When investors purchase Alibaba group shares, they are not actually purchasing “Alibaba Group China”, as the NYSE ticker name would suggest –instead, investors are buying into Alibaba Group Cayman Islands. Why the tropical location over the Communist giant? It’s not because of Jack Ma’s preference for Caribbean islands; in fact, it is illegal for Chinese e-commerce companies to directly sell shares to foreign investors. Alibaba, like many other Chinese companies, use a Variable Interest Entity (VIE) to circumvent these restrictions. A VIE refers to an entity in which the investor holds only a controlling interest that is not based on the majority of voting rights. The VIE structure itself was created solely to circumvent Chinese restrictions on foreign investment in technology and Internet industries. In practice, using a VIE is similar to the popular practice – common among native Chinese and foreigners living in China alike – of using a Virtual Private Network (VPN) to access blocked sites such as Facebook, Twitter, and YouTube in China. This detail has been overlooked during the celebration of the IPO, and the extravagant festivities that followed the record-breaking sale stood in stark contrast to this minute but important legal detail.

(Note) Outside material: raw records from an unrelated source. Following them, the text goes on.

PR #6233, opened 2022-02-25
[cmake] allow C_STANDARD to be set from commandline

257:
without this, cross-compiling for Android with `ExternalProject_Add()`,
where targets are not available to the *SuperProject* for setting
propeties on them, build fails. this will allow said *SueprPorject* to
set the C_STANDARD vi CMAKE_ARGS.

### DIFF
--- a/src/libgit2/CMakeLists.txt
+++ b/src/libgit2/CMakeLists.txt
@@ -2,7 +2,12 @@
 # git library functionality.
 
 add_library(libgit2 OBJECT)
-set_target_properties(libgit2 PROPERTIES C_STANDARD 90)
+
+set(CSTD 90)
+if(C_STANDARD)
+	set(CSTD ${C_STANDARD})
+endif()
+set_target_properties(libgit2 PROPERTIES C_STANDARD ${CSTD})
 set_target_properties(libgit2 PROPERTIES C_EXTENSIONS OFF)
 
 include(PkgBuildConfig)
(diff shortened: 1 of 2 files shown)


257:
RFC really, not sure if it's the best way to do it. feel free to comment/edit etc.

boretrk:
Some thoughts that aren't specific to this PR but has to do with `C_STANDARD` in general:

1. I don't think the `C_STANDARD` set on the target is used for the added libraries in `deps/` (At least ntmlclient doesn't generate errors on `//`-style comments and `inline`)

3. If `C_STANDARD` isn't set for a specific target it defaults to `CMAKE_C_STANDARD` so maybe it would be better to only set that one once in the outer `CMakeLists.txt` and remove `C_STANDARD` from individual targets, but that would probably generate a whole bunch of warnings from `deps/` and make it necessary to relax the warning flags a bit or fix those warnings.

4. Since some C99 features like `inline` and flexible arrays are used I think it would be a good idea to default to C99 and compile with C90 in some integration test.
If we do that a bunch of `#ifdef` for different compilers could probably be removed since we could just check for C99 and let C90 systems be functional but somewhat inefficient.
To do something like that we would probably need to change how warnings are applied a bit since we might want to use different warnings on C90 and C99 (Maybe slap on `-pedantic` when compiling with C99)

ethomson:
Fixed via #6911

PR #6239, opened 2022-02-28
cmake: export libraries needed to compile against libgit2

ethomson:
If users are using us as a direct dependency (via `add_subdirectory`)
then they may want to know the libraries to link to; tell them.

### DIFF
--- a/CMakeLists.txt
+++ b/CMakeLists.txt
@@ -131,6 +131,14 @@ if(BUILD_FUZZERS)
 endif()
 
 
+# Export for people who use us as a dependency
+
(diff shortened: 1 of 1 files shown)


tohosys:
unsubscribe

tohosys:
2022년 2월 28일 (월) 오후 1:21, Edward Thomson ***@***.***>님이 작성:

andrm:
Is there documentation on how to use this? We use libgit2 via git submodule in an out of tree bin dir and it worked well until 1.4.x, stopped working in 1.5.0 for linking problems.

andrm:
Found it finally: target name changed from "git2" to "libgit2package". Use the latter in your parent target_link_libraries.

PR #6240, opened 2022-02-28
Swap `GIT_DIFF_LINE_(ADD|DEL)_EOFNL` to match other Diffs

xphoniex:
Generating a diff using `git_diff_tree_to_tree` and `git_diff_from_buffer` return different result for the same patch of:
```
$ git diff 17ec0f3 394a717
diff --git a/.env b/.env
index f9fb22f..ed7b51e 100644
--- a/.env
+++ b/.env
@@ -1 +1 @@
-hello=12345
+hello=123456
\ No newline at end of file
```
Diff:
```
from repo:::
- hello=12345
+ hello=123456<                // Notice missing \n and `<` origin, meaning deletion
\ No newline at end of file
.
from buff:::
- hello=12345
+ hello=123456
> \ No newline at end of file
```

We didn't add the LF, we deleted it!

### DIFF
--- a/src/libgit2/patch_parse.c
+++ b/src/libgit2/patch_parse.c
@@ -558,9 +558,9 @@ fail:
 
 static int eof_for_origin(int origin) {
 	if (origin == GIT_DIFF_LINE_ADDITION)
-		return GIT_DIFF_LINE_ADD_EOFNL;
-	if (origin == GIT_DIFF_LINE_DELETION)
 		return GIT_DIFF_LINE_DEL_EOFNL;
+	if (origin == GIT_DIFF_LINE_DELETION)
+		return GIT_DIFF_LINE_ADD_EOFNL;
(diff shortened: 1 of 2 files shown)


xphoniex:
I'm looking at failed CIs and can't really tell if there's something wrong with the code when it showing leaked memory or something wrong with bitbucket that's causing this. Can you please take a look @ethomson ?

Test code is pretty straighforward, and the only thing I'm not freeing is [`git_diff_line *line;`](https://github.com/libgit2/libgit2/pull/6240/files#diff-b59442b2dcca409f1296551417d04b3da0e9e4ae073ad6bd0e8cf726f975ee13R295) which I couldn't find a `_free` function for e.g. `git_diff_line_free`.

xphoniex:
Polite reminder @ethomson .

PR #6244, opened 2022-03-13
Fix crash when regenerating a patch with unquoted spaces in filename

jorio:
This PR fixes a null pointer deref in the following scenario:

1. Write a patch that creates or deletes a file (with `new file mode ...` or `delete file mode ...`), **and** has unquoted filenames with spaces in the 1st line of the header.
For example, take PATCH_ORIGINAL_NEW_FILE_WITH_SPACE in patch_common.h:
    ```patch
    diff --git a/sp ace.txt b/sp ace.txt
    new file mode 100644
    index 000000000..789819226
    --- /dev/null
    +++ b/sp ace.txt
    @@ -0,0 +1 @@
    +a
    ```
2. Get a `git_diff` from the patch with `git_diff_from_buffer`
3. Regenerate a patch with `git_diff_to_buf`

I'm not sure the proposed fix is optimal, since it doesn't reproduce the same `diff --git` header line. But, it at least prevents the crash, and vanilla `git apply` accepts the resulting patch.

### DIFF
--- a/src/libgit2/diff_print.c
+++ b/src/libgit2/diff_print.c
@@ -316,10 +316,9 @@ static int diff_print_oid_range(
 static int diff_delta_format_path(
 	git_str *out, const char *prefix, const char *filename)
 {
-	if (!filename)
-	{
+	if (!filename) {
 		/* don't prefix "/dev/null" */
-		return git_str_puts(out, "/dev/null");
+ 		return git_str_puts(out, "/dev/null");
 	}
 
 	if (git_str_joinpath(out, prefix, filename) < 0)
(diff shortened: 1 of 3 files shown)


src/libgit2/diff_print.c
```diff
@@ -316,6 +316,12 @@ static int diff_print_oid_range(
 static int diff_delta_format_path(
 	git_str *out, const char *prefix, const char *filename)
 {
+	if (!filename)
+	{
+		/* don't prefix "/dev/null" */
+		return git_str_puts(out, "/dev/null");
+	}
```
ethomson, line 323:
```suggestion
	if (!filename) {
		/* don't prefix "/dev/null" */
 		return git_str_puts(out, "/dev/null");
	}
```

ethomson:
Thanks for the fix @jorio - I'm adding a minor formatting changes to match the libgit2 style a little bit better. I really appreciate the fix and the very nice tests.

PR #6246, opened 2022-03-16
Fix a string concatenation bug when validating extensions

bierbaum:
As builtin extensions are evaluated in the latter half of `check_valid_extension`, a string `cfg` is concatenated with the static string 'extension.' and the value from `builtin_extension`, before being compared with the configured value. This string is not being cleared while iterating through the names of the extensions. Because there is currently only one extension (`noop`), the bug was never noticeable.

This patch corrects the behavior by clearing the string on each iteration, as is done in for user extensions in the preceding block.


bierbaum:
I noticed this while testing the following patch: https://github.com/vermiculus/libgit2/tree/sallred/support-worktree-config

ethomson:
Oops, good catch. Thanks!

PR #6248, opened 2022-03-20
util: add fallback for non-standard getloadavg()

nielx:
The getloadavg() function is not part of the POSIX specification. While it is
implemented on *BSD and Linux, it is not available on the Haiku platform.
This causes linking errors when using libgit2. This commit adds a check if
the function is available while building for the target platform, and if it
is not, it will fall back to drand48() which is part of the POSIX standard
and should be available on all platforms.

While the drand48() function does not provide the same guarantee of
randomness as using system data, it does allow libgit2 continue to work on
more platforms.

This change also reintroduces the check for getentropy(), which seems to have
fallen through the cracks in the refactoring to the structure done in ef4ab29
and c3b7ace.

Finally, when building on Haiku, it now links to libgnu.so, which provides
the qsort_r symbol.

### DIFF
--- a/src/util/rand.c
+++ b/src/util/rand.c
@@ -106,7 +106,13 @@ GIT_INLINE(int) getseed(uint64_t *seed)
 		return -1;
 	}
 
+# if defined(GIT_RAND_GETLOADAVG)
 	getloadavg(loadavg, 3);
+# else
+	loadavg[0] = drand48();
+	loadavg[1] = drand48();
+	loadavg[2] = drand48();
+# endif
 
 	*seed = 0;
 	*seed |= ((uint64_t)tv.tv_usec << 40);
--- a/src/CMakeLists.txt
+++ b/src/CMakeLists.txt
@@ -68,6 +68,12 @@ check_prototype_definition(qsort_r
 
 check_function_exists(qsort_s GIT_QSORT_S)
 
+# util/rand: getentropy and getloadavg
+
+check_function_exists(getentropy GIT_RAND_GETENTROPY)
+
+check_function_exists(getloadavg GIT_RAND_GETLOADAVG)
+
 # determine architecture of the machine
 
 if(CMAKE_SIZEOF_VOID_P EQUAL 8)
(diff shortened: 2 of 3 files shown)


src/util/rand.c
```diff
@@ -106,7 +106,13 @@ GIT_INLINE(int) getseed(uint64_t *seed)
 		return -1;
 	}
 
+# if defined(GIT_RAND_GETLOADAVG)
 	getloadavg(loadavg, 3);
+# else
+	loadavg[0] = drand48();
+	loadavg[1] = drand48();
+	loadavg[2] = drand48();
+# endif
```
ethomson, line 115: Thanks for this, it definitely makes sense to not use `getloadavg` where that function isn't available. I sort of wonder if we shouldn't change this to always try to use `drand48` (since we missed out on other random data from `/dev/urandom`) and then only mix in `getloadavg` data where available.

More concretely, I'm thinking initializing `loadavg`: `double loadavg[3] = { 0, 0, 0 };` and then:

```suggestion
# if defined(GIT_RAND_GETLOADAVG)
	getloadavg(loadavg, 3);
# endif
```

And then using `*rand48`... but should we be using `lrand48` instead of `drand48`? Are all the `*rand48` family of functions generally available or is `drand48` "special"? I must admit that I'm not as familiar with them.

nielx: Both `lrand48()` and `drand48()` are standard POSIX, though some man pages seem to suggest that `rand()` (which is standard C library) or `random()` (which is POSIX) are preferred. To be honest, I chose `drand48()` because it was the easiest no-cast solution, though they could be built differently as well.

As for the point of whether initializing the values to 0 would be alright, and then only add a value if `getloadavg()` is available, I do not think I can give much guidance as I do not know the code  base that well. My hunch is that the fundamental question is what these random numbers are used for. If it is for something highly important for security, like generating keys for cryptography, then I would imagine that adding an alternative randomness would be important, though with the caveat of pointing out that `drand48()` is a pseudo-random number generator, and I do not know if that would also classify as insecure in this particular use.

If the randomness is not used for cryptography, then I think initializing the values to `0.0` by default and only loading them up with something if `getloadavg()` is available is the cleanest solution.

nielx: Would you like me to rewrite the PR in any way?

Begasus:
Can confirm that with this patch cargo-c can be build which in turn enables us to build rav1e (on Haiku)

src/util/rand.c
ethomson: Sorry @nielx - I missed your question. I was hoping that we would just avoid mixing the randomness and the notion of a load average like in my suggestion.

Looking at `drand48`, it needs to be seeded, so it seems not optimal for us since this function is a seed for our PRNG.

I'm going ahead and merging this manually. Thanks for opening the PR!

ethomson:
Merged manually. Thanks again!

Issue #6254, opened 2022-03-28
Build fails on Windows (both mingw and VC++) with option -DEMBED_SSH_PATH


apnadkarni:
I have alternatives for fixes but need advice before making a pull request.

### Reproduction steps

VC++

```
cmake  .. -A x64 -DBUILD_EXAMPLES=ON -DEMBED_SSH_PATH="D:/src/AAThirdparty/C,C++/libssh2-1.10.0" -DCMAKE_INSTALL_PREFIX="D:/temp/lg2" -DDEPRECATE_HARD=ON  -DCMAKE_VERBOSE_MAKEFILE:BOOL=ON
cmake --build .
```

MingW
```
cmake .. -G "MinGW Makefiles" -DBUILD_EXAMPLES=ON -DCMAKE_BUILD_TYPE=Release -DUSE_BUNDLED_ZLIB=ON -DEMBED_SSH_PATH=/d/src/AAThirdparty/C,C++/libssh2-1.10.0 -DCMAKE_VERBOSE_MAKEFILE:BOOL=ON  -DDEPRECATE_HARD=ON
cmake --build .
```
### Expected behavior

Build completes successfully as it did for 1.3.0.

### Actual behavior

Build fails. See below for diagnosis and details.

### Version of libgit2 (release number or SHA1)
1.4.x, main (1.5.x)

### Operating system(s) tested
Windows, MingW and VC++

### Details

There are multiple issues with the EMBED_SSH_PATH option. The first is that the libssh is built twice - once directly via [src/CMakeLists.txt](https://github.com/libgit2/libgit2/blob/182d0d1ee933de46bf0b5a6ec269bafa77aba9a2/src/CMakeLists.txt#L85) and then again via the include of [SelectSSH](https://github.com/libgit2/libgit2/blob/182d0d1ee933de46bf0b5a6ec269bafa77aba9a2/src/CMakeLists.txt#L99).

Clearly one of these has to be removed. Both alternatives lead to further issues as below.

#### Alternative 1 - keep the `include SelectSSH`

[...]

PR #6256, opened 2022-03-29
Fix for build failure with -DEMBED_SSH_PATH.

apnadkarni:
https://github.com/libgit2/libgit2/issues/6254
This fix is Alternative 2 in above link (do not use `SelectSSH.cmake` on Windows if `EMBED_SSH_PATH` is enabled. Use the fragment in `CMakeLists.txt` instead)

### DIFF
--- a/src/CMakeLists.txt
+++ b/src/CMakeLists.txt
@@ -1,7 +1,13 @@
 add_library(git2internal OBJECT)
 set_target_properties(git2internal PROPERTIES C_STANDARD 90)
-set_target_properties(git2internal PROPERTIES C_EXTENSIONS OFF)
 
+# Embedded libssh require compiler extensions (gnu90, not c90) because it
+# uses the "inline" keyword
+if(WIN32 AND EMBED_SSH_PATH)
+	set_target_properties(git2internal PROPERTIES C_EXTENSIONS ON)
+else()
+	set_target_properties(git2internal PROPERTIES C_EXTENSIONS OFF)
+endif()
 
 if(DEPRECATE_HARD)
         add_definitions(-DGIT_DEPRECATE_HARD)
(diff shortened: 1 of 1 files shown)


ethomson (commented):
Hmm. I'm surprised that we're including the libssh sources as part of the git2internal target. I would have expected we build them separately. I wonder if instead of turning extensions off for all of the git2internal target if we can turn them off just for libssh2?

I don't like this weird pattern where we include libssh2 as if it's our own. But it apparently has some use. Limiting the blast radius on this change would be a nice compromise if possible.

src/CMakeLists.txt
```diff
@@ -88,6 +94,8 @@ if(WIN32 AND EMBED_SSH_PATH)
 	target_sources(git2internal PRIVATE ${SRC_SSH})
 
 	list(APPEND LIBGIT2_SYSTEM_INCLUDES "${EMBED_SSH_PATH}/include")
+        list(APPEND LIBGIT2_SYSTEM_LIBS "crypt32" "bcrypt")
+        list(APPEND LIBGIT2_PC_LIBS "-lcrypt32" "-lbcrypt")
 	file(WRITE "${EMBED_SSH_PATH}/src/libssh2_config.h" "#define HAVE_WINCNG\n#define LIBSSH2_WINCNG\n#include \"../win32/libssh2_config.h\"")
```
ethomson, line 99: In fact, instead of trying to create a libssh2 config, why don't we just treat it as a normal dep and run `cmake` on it, exactly like we do for our other dependencies?

apnadkarni:
> I wonder if instead of turning extensions off for all of the git2internal target if we can turn them off just for libssh2?

I'm afraid I have no idea how :-) Not knowing cmake I'm confused as to how it decides what flags to pick up for dependencies.

> I don't like this weird pattern where we include libssh2 as if it's our own. But it apparently has some use. Limiting the blast radius on this change would be a nice compromise if possible.

I agree. I'm guessing it is easier to include sources directly on Windows than build that library and statically link and that is why it is implemented that way (note 1.3.0 also built the same way). Note this is also true of `zlib` if the `USE_BUNDLED_ZLIB` option is on.

> In fact, instead of trying to create a libssh2 config, why don't we just treat it as a normal dep and run cmake on it, exactly like we do for our other dependencies?

Well, as far as I can tell, other dependencies also seem to do this afaict (when the bundling options are enabled). For example, see the relevant fragments for [zlib](https://github.com/libgit2/libgit2/blob/db4461d556ddb7915349d094ba74ef01d7a2d701/cmake/SelectZlib.cmake#L29) and [http-parser](https://github.com/libgit2/libgit2/blob/db4461d556ddb7915349d094ba74ef01d7a2d701/cmake/SelectHTTPParser.cmake#L14)

The difference is that those have no problem with the change of the C standard from gnu90 to c90.

I think I need to actually learn cmake (really no clue how it operates with respect to paths and dependencies) before doing anything further. Unfortunately, time spent on OSS being limited as for everyone else, and not being a priority for my primary project, that might not happen for couple of weeks.

In the meanwhile, you can reject this PR or keep it pending as per your preference.

apnadkarni:
I'm closing this as I am using the workaround I describe in #6254. Note builds with EMBED_SSH_PATH remains broken.

PR #6260, opened 2022-04-05
midx: Fix an undefined behavior (left-shift signed overflow)

lhchavez:
There was a missing check to ensure that the `off64_t` (which is a
signed type) didn't overflow when parsing it from the midx file. This
shouldn't have huge repercusions since the parsed value is immediately
validated afterwards, but then again, there is no such thing as "benign"
undefined behavior.

This change makes all the bitwise arithmetic happen with unsigned types
and is only casted to `off64_t` until the very end.

Thanks to Taotao Gu for finding and reporting this!


ethomson:
Thanks for the fix @lhchavez!

PR #6276, opened 2022-04-14
remote: Delete a now-inexistent API declaration

lhchavez:
6fc6eeb66c40310086c8f059cae41de69ad4c6da replaced the remote options
with `git_remote_connect_options`. The function definitions were
removed, but one function declaration remained, causing linker errors if
one tried to use it.

This change removes the declaration of
`git_transport_smart_proxy_option` to better reflect reality.


ethomson:
Oops, good catch. Thanks!

PR #6277, opened 2022-04-16
Fix missing include

cschlack:
`#include <git2/sys/transport.h>` leads to the following error message:

```
compiling test.c
In file included from test.c:2:
/opt/homebrew/Cellar/libgit2/1.4.2_1/include/git2/sys/transport.h:38:9: error: unknown type name 'git_remote_connect_options'
                const git_remote_connect_options *connect_opts);
                      ^
```

`git_remote_connect_options` is defined in `git2/remote.h`

Including `"git2/remote.h"` in `include/git2/sys/transport.h` fixes the issue

### DIFF
--- a/include/git2/sys/transport.h
+++ b/include/git2/sys/transport.h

The VIE structure actually is potentially illegal under Chinese law. Yet “potential” is the key word in this statement, however, because China has not officially declared the VIE structure to be illegal. Instead, they consider the legality of VIEs on a case-by-case basis. Wal-Mart and mobile carrier China Unicom’s uses of VIEs were declared illegal, while other companies such as RenRen, a social network, and Baidu, a search engine, got away with using VIEs without incident. This is typical of China, which has a history of letting illegal activities persist until the paper trail leads back to them. But publically declaring the VIE structure to be illegal would be too detrimental to the Chinese economy because it would scare away foreign investment, which is currently a critical part of China’s booming economy. It is up to the shareholders to consider the risk if Alibaba faces the same fate as Wal-Mart and China Unicom.
Shareholders and economists are optimistic that because Alibaba is such a huge accomplishment for China in terms of pride and revenue, the government will turn a blind eye to the “sometimes illegal” VIE structure. This is just another example of China’s internal struggle between wanting to be a present force in the world economy, and sticking to its – at times – closed-off values. If China were to loosen up their restrictions, it would facilitate both more investment in Chinese companies and the entrance of more Chinese companies into foreign markets, similar to what Alibaba is trying to do.
China’s National Development and Reform Commission has promised to free up the market by simplifying administrative controls and restricting central government micro-management on economic issues, as well as shortening approval times on investments, but whether or not the NDRC’s statements are valid and timely is another question. Overall, the fact that China is well aware of their own arbitrary restrictions and have implemented plans to address these investment issues speaks volumes on their eagerness to cooperate with foreign markets. In order for China to truly capitalize on economic opportunities like Alibaba, they will need to ultimately loosen their restrictions on foreign investment and embrace a free market economy.